*** Opening of Given data ***
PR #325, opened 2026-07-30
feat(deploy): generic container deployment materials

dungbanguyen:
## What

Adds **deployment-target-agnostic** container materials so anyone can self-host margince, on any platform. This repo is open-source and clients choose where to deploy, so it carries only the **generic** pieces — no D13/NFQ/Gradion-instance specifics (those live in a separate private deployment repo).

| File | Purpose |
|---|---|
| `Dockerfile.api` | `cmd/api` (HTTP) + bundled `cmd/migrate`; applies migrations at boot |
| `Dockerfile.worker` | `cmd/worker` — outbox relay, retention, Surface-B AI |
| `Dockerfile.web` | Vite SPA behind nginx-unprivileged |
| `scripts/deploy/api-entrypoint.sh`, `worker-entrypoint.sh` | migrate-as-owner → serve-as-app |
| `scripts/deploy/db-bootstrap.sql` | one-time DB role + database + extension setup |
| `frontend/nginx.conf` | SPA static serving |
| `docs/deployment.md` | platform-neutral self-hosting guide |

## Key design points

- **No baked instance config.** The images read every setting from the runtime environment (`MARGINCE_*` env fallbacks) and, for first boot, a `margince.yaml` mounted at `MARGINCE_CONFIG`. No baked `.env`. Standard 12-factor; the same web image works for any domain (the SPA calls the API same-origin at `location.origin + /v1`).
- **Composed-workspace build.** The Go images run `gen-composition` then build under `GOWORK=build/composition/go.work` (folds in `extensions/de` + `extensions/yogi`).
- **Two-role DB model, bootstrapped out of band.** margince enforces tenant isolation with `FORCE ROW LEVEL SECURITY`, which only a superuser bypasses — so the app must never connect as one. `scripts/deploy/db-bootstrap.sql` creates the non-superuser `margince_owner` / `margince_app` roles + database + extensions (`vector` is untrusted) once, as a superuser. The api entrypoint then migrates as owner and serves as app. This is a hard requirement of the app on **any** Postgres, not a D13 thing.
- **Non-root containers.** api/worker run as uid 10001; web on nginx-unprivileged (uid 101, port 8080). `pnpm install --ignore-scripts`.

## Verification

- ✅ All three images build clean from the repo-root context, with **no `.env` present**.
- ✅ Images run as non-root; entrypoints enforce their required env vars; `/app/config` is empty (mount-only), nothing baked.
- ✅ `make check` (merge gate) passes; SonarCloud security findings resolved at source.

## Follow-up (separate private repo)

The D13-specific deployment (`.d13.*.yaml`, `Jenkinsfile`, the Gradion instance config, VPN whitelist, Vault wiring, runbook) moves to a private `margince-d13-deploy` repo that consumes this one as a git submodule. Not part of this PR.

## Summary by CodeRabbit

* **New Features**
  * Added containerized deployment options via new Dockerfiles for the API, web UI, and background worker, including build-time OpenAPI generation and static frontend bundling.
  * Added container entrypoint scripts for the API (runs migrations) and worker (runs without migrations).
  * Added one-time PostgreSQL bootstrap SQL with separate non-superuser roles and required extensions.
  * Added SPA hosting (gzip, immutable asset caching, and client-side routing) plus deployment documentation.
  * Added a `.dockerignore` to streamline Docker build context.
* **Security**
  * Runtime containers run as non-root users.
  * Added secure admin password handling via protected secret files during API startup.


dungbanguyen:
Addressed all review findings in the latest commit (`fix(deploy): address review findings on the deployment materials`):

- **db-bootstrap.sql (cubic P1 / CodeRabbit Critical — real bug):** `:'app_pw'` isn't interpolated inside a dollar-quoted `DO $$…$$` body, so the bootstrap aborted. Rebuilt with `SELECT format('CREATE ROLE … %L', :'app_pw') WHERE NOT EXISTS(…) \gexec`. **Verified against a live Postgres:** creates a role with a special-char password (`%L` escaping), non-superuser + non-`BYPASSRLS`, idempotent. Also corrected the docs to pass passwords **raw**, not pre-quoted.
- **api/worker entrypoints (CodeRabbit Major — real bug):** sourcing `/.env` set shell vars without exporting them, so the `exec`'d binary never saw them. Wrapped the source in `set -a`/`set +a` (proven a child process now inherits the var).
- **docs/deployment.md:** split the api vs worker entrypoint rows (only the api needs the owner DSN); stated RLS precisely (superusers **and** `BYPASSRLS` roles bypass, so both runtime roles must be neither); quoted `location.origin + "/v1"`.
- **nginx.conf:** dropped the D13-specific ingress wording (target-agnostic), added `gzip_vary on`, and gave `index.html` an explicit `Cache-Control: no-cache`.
*** Close of Given data ***
*** Opening of Given data ***
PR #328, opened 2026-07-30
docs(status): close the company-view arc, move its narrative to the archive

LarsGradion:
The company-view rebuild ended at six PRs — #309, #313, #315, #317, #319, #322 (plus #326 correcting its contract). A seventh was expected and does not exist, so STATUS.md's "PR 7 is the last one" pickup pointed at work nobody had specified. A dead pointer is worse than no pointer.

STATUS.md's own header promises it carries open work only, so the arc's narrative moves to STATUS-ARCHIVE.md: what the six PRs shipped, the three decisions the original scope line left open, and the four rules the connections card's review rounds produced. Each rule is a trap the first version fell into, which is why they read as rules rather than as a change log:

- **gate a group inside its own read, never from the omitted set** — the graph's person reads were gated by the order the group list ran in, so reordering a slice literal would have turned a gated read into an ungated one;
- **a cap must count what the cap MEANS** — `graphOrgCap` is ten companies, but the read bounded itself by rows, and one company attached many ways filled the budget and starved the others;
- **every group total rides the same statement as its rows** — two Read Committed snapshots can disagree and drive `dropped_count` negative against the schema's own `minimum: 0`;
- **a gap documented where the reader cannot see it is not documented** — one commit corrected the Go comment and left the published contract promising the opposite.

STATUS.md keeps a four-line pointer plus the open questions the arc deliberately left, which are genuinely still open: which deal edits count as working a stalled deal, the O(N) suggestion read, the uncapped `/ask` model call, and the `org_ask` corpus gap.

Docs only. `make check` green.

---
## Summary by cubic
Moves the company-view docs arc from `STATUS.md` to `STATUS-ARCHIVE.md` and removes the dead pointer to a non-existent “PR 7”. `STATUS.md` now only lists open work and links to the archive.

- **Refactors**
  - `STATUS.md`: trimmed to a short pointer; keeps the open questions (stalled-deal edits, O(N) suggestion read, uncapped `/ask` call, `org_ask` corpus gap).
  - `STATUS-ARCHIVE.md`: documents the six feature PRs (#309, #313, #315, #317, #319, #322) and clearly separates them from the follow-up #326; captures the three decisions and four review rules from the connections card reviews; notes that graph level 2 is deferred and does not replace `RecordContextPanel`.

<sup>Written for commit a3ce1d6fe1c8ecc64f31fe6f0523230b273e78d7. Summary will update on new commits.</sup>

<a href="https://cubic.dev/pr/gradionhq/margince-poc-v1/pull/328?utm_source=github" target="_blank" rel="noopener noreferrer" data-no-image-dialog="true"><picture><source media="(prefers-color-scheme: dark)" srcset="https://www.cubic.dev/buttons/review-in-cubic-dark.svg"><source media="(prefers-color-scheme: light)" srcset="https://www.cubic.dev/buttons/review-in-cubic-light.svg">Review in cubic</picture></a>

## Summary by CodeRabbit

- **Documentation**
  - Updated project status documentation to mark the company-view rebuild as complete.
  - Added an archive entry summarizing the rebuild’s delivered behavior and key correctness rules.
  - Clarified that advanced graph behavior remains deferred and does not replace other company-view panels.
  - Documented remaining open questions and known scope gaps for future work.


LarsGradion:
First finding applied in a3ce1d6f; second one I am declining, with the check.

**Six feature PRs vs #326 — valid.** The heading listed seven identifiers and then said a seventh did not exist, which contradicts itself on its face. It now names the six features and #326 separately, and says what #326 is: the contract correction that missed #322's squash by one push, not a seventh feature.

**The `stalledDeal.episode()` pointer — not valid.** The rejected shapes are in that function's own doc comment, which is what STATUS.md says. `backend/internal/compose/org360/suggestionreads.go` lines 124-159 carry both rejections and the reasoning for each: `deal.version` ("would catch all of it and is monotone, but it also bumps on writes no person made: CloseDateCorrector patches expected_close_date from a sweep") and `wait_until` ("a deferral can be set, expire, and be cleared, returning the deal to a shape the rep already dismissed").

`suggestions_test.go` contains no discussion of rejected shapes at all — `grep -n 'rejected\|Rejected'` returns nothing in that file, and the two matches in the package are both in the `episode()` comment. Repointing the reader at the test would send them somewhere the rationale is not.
*** Close of Given data ***
## Problem to work on
Looking only at the entries, count the lines that contain the word "behavior", then state that count and nothing else.

## Answer space
2